The third New England RLHF Hackathon recently took place, showcasing a variety of innovative projects that delved into machine learning and reinforcement learning. For enthusiasts and participants interested in future events, joining the Discord community is highly encouraged for updates and discussions. Join the Discord community to stay connected and informed.
During this exciting event, several standout projects were presented, each highlighting unique approaches and methodologies in the realm of reinforcement learning. Here’s a closer look at some of the most intriguing projects from the hackathon:
- Pink Elephants Pt 3 (Authors: Sid Verma, Louis Castricato): This project focused on developing a model capable of training a “pink elephant” through Inverse Learning from Q-learning (ILQL). The authors employed the standard trlX implementation but encountered challenges while tuning hyperparameters. They suggested that future research could benefit from more sophisticated reward shaping techniques, possibly integrating methods like DPO (Direct Preference Optimization) and ReST (Reinforcement via Self-Training) for enhanced training effectiveness.
- Exploring Iterated RLHF (Authors: Arjun Prakash, Jacob Makar-Limanov): This project aimed to deepen the understanding of iterated RLHF and the co-evolution of large language models (LLMs) alongside reward models. By substituting human evaluators with an “idealized” model, UltraRM-13b, the team focused on aligning the LLM with this gold standard rather than human preferences. Their future work plans include refining their approach using advanced techniques like ReST.
- Visualizing the Reward Model via QDAIF (Authors: Will Beddow, Matthew Bernstein, Chase Blagden): This project sought to visualize and interpret the reward model in RLHF. The team adapted the Quality-Diversity through AI Feedback (QDAIF) technique, employing a Deberta model fine-tuned on human preference data as the fitness function. They utilized llama-70b for generating and mutating poetry, uncovering patterns in rewards linked to various poem types and tones.
The next hackathon is set to take place at NeurIPS, and those interested in participating or learning more should definitely consider joining the Discord community for further information.
Pink Elephants Pt 3
This project is an extension of previous work on the pink elephant problem, aiming to build infrastructure for training a pink elephant model using ILQL. The authors, Sid Verma and Louis Castricato, faced difficulties in achieving convergence with satisfactory results after experimenting with a wide range of hyperparameters.
To improve future results, they proposed the need for more nuanced reward shaping. Currently, their approach uses a simple binary reward system where +1 is awarded for accepted answers and -1 for rejected ones. They are considering training reward models to replace these binary signals for improved feedback. Additionally, exploring the advantages of ReST over traditional methods like PPO (Proximal Policy Optimization) could lead to better convergence outcomes. The potential combination of ReST with DPO for fine-tuning represents an exciting avenue for their ongoing research.
Exploring Iterated RLHF
Authors Arjun Prakash and Jacob Makar-Limanov introduced a project that examines iterated Reinforcement Learning from Human Feedback (RLHF). Their primary goal is to understand how LLMs and their reward models can evolve together over time.
In their experimental setup, the authors replaced human participants with a “gold standard” reward model, enabling them to align their LLM with this idealized model rather than solely learning from human preferences. They are currently implementing their algorithm using UltraRM-13b as the gold standard, laying the groundwork for future evaluations of various iteration methods, including ReST.
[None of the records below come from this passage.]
PR #335, opened 2020-02-07
Multisig

benma:
I will tighten up the the unit tests after all review is finished.

### DIFF
--- a/src/apps/btc/btc_sign.c
+++ b/src/apps/btc/btc_sign.c
@@ -417,7 +417,9 @@ app_btc_sign_error_t app_btc_sign_output(
     // get pubkeyhash or scripthash. If request->ours=true, we compute the hash
     // from the keystore, otherwise it is provided in request->hash.
 
-    BTCSignOutputRequest_hash_t hash = {0};
+    uint8_t hash_bytes[sizeof(request->hash.bytes)] = {0};
+    size_t hash_size;
+
     BTCOutputType output_type;
     if (request->ours) {
         if (!_is_valid_keypath(
@@ -444,19 +446,16 @@ app_btc_sign_error_t app_btc_sign_output(
                 return _error(APP_BTC_SIGN_ERR_UNKNOWN);
             }
 
-            size_t out_size = 0;
             // construct pkScript
             if (!btc_common_outputhash_from_pubkeyhash(
                     _init_request.script_config.config.simple_type,
                     pubkey_hash160,
-                    hash.bytes,
-                    &out_size)) {
+                    hash_bytes,
+                    &hash_size)) {
                 return _error(APP_BTC_SIGN_ERR_UNKNOWN);
             }
             output_type =
                 btc_common_determine_output_type(_init_request.script_config.config.simple_type);
-
-            hash.size = (pb_size_t)out_size;
             break;
         }
         case BTCScriptConfig_multisig_tag:
@@ -464,10 +463,10 @@ app_btc_sign_error_t app_btc_sign_output(
                     &_init_request.script_config.config.multisig,
                     request->keypath[request->keypath_count - 2],
                     request->keypath[request->keypath_count - 1],
-                    hash.bytes)) {
+                    hash_bytes)) {
                 return _error(APP_BTC_SIGN_ERR_UNKNOWN);
             }
-            hash.size = 32;
+            hash_size = 32;
             output_type = BTCOutputType_P2WSH;
             break;
         default:
@@ -475,7 +474,8 @@ app_btc_sign_error_t app_btc_sign_output(
         }
 
     } else {
-        hash = request->hash;
+        hash_size = request->hash.size;
+        memcpy(hash_bytes, request->hash.bytes, hash_size);
         output_type = request->type;
     }
     if (request->value == 0) {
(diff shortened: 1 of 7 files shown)


test/unit-test/test_btc_sign.c
```diff
@@ -731,25 +762,45 @@ static void _sign(const _modification_t* mod)
...
-            "\x95\x09\x43\x09\xa2\xd2\x77\xd3\xa6\x8d\xde\xd3\x3d\x50\xa7\x47\xf2\xee\xfb\x3f\x54"
-            "\x8a\x92\x45\x15\xdb\x62\xbe\x06\xa1\xae\xa4\x56\x92\x91\xe5\x2e\x6f\xea\x95\xf8\xb6"
-            "\x75\x23\xb1\x9b\x35\x9a\x84\x85\xd8\xaa\x3c\xa0\x2d\xb3\x74\x70\x01\x0b\x19\x9b\x0c"
-            "\xe3";
-        assert_memory_equal(next.signature, expected_signature, sizeof(next.signature));
+    if (mod->check_sigs) {
+        switch (mod->script_type) {
+        case BTCScriptConfig_SimpleType_P2WPKH: {
+            const uint8_t expected_signature[64] =
+                "\x95\x09\x43\x09\xa2\xd2\x77\xd3\xa6\x8d\xde\xd3\x3d\x50\xa7\x47\xf2\xee\xfb\x3f"
```
NickeZ: The autoformatter kind of failed here? I guess if you concatenate everything into one string and then do clang-format it will look better.

src/apps/btc/btc_sign.c
```diff
@@ -263,6 +307,22 @@ static app_btc_sign_error_t _sign_input_pass2(
                 return _error(APP_BTC_SIGN_ERR_INVALID_INPUT);
             }
             break;
+        case BTCScriptConfig_multisig_tag: {
+            uint8_t sighash_script_tmp[MAX_PK_SCRIPT_SIZE - MAX_VARINT_SIZE] = {0};
```
NickeZ: Can you explain why this is MAX_PK_SCRIPT_SIZE *minus* MAX_VARINT_SIZE?

src/apps/btc/btc_sign.c
```diff
@@ -357,7 +417,9 @@ app_btc_sign_error_t app_btc_sign_output(
     // get pubkeyhash or scripthash. If request->ours=true, we compute the hash
     // from the keystore, otherwise it is provided in request->hash.
 
-    BTCSignOutputRequest_hash_t hash = {0};
+    uint8_t hash_bytes[32] = {0};
```
NickeZ: unnamed 32

src/apps/btc/btc_sign.c
```diff
@@ -384,27 +446,36 @@ app_btc_sign_error_t app_btc_sign_output(
...
+            hash_size = 32;
+            output_type = BTCOutputType_P2WSH;
+            break;
         default:
             return _error(APP_BTC_SIGN_ERR_INVALID_INPUT);
         }
 
     } else {
-        hash = request->hash;
+        memcpy(hash_bytes, request->hash.bytes, sizeof(hash_bytes));
```
NickeZ: `sizeof(has_bytes)` should be `min(sizeof(hash_bytes), request->hash.size)` Or there should be an abort in case they aren't the same.

src/apps/btc/btc_sign.c
benma: I can't, because it's wrong :P nice catch! before it was `sizeof(sighash_script) - MAX_VARINT_SIZE`, but that's just `MAX_PK_SCRIPT_SIZE`.

Fixed.

src/apps/btc/btc_sign.c
benma: Done

src/apps/btc/btc_sign.c
benma: copying only request->hash.size now, as that is either 20 or 32.

for the record, the previous way (copying 32 bytes) works just as well, as both buffers have the same capacity (32 bytes), so copying all of it does not technically hurt.

test/unit-test/test_btc_sign.c
benma: Fixed.

src/apps/btc/btc_sign.c
NickeZ: No, if you don't use `min(..)` or verify that they are the same you will either have an out-of-bounds write or an out-of-bounds read. Both are equally bad.

NickeZ: > copying only request->hash.size now, since min(sizeof(hash_bytes), request->hash.size) is request->hash.size always.

Adding the below code will be optimized away in case they are the same. It is just a sanity check for ourselves.

```
if(request->hash != sizeof(hash_bytes) {
    Abort(...)'
}
```

benma: since the last push `hash_bytes` is initialized with `sizeof(request->hash.bytes)` size, so it is the same.

NickeZ: Ah OK, I'll rereview then

test/unit-test/test_btc_sign.c
NickeZ: It doesn't look fixed, but it is only test code so no need to fix.

benma: Strange, maybe I fixed another instance of it. Anyway, fixed in https://github.com/digitalbitbox/bitbox02-firmware/pull/348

Visualizing the Reward Model via QDAIF
In their project, Will Beddow, Matthew Bernstein, and Chase Blagden seek to enhance interpretability within RLHF by visualizing the reward model. Given the intricate and high-dimensional nature of reward models, this goal is quite challenging. The team aimed to mitigate these complexities by modifying a novel technique for creative writing generation using reward models.
Their approach involves adapting QDAIF, which generates creative solutions along two axes (such as tone and genre for poetry) and mutates them based on quality. Rather than relying on a basic fitness function, they utilized a reward model trained on human preference data to visualize a lower bound of the reward function. This innovation allows them to discern which traits correlate with higher or lower rewards.
Implementation and Results
The team modified the existing QDAIF implementation by substituting the fitness function with a reward model specifically designed to evaluate poetry. For poem generation and mutation, they used llama-70b, while the reward model was a Deberta model fine-tuned on human preference data.
After running their implementation for 2500 iterations, they produced a map illustrating the relationship between various poem types and their associated rewards. Interestingly, their findings revealed that sonnets tended to receive the lowest overall rewards, with reflective tones also scoring poorly.
For those interested in delving deeper into the technical aspects of these projects, the source code is available at the following link: OpenELM GitHub Repository.
As the field of Reinforcement Learning continues to evolve, events like the New England RLHF Hackathon foster collaboration and innovation. Participants leave with valuable insights and the opportunity to contribute to the growing community of researchers and developers passionate about machine learning and AI.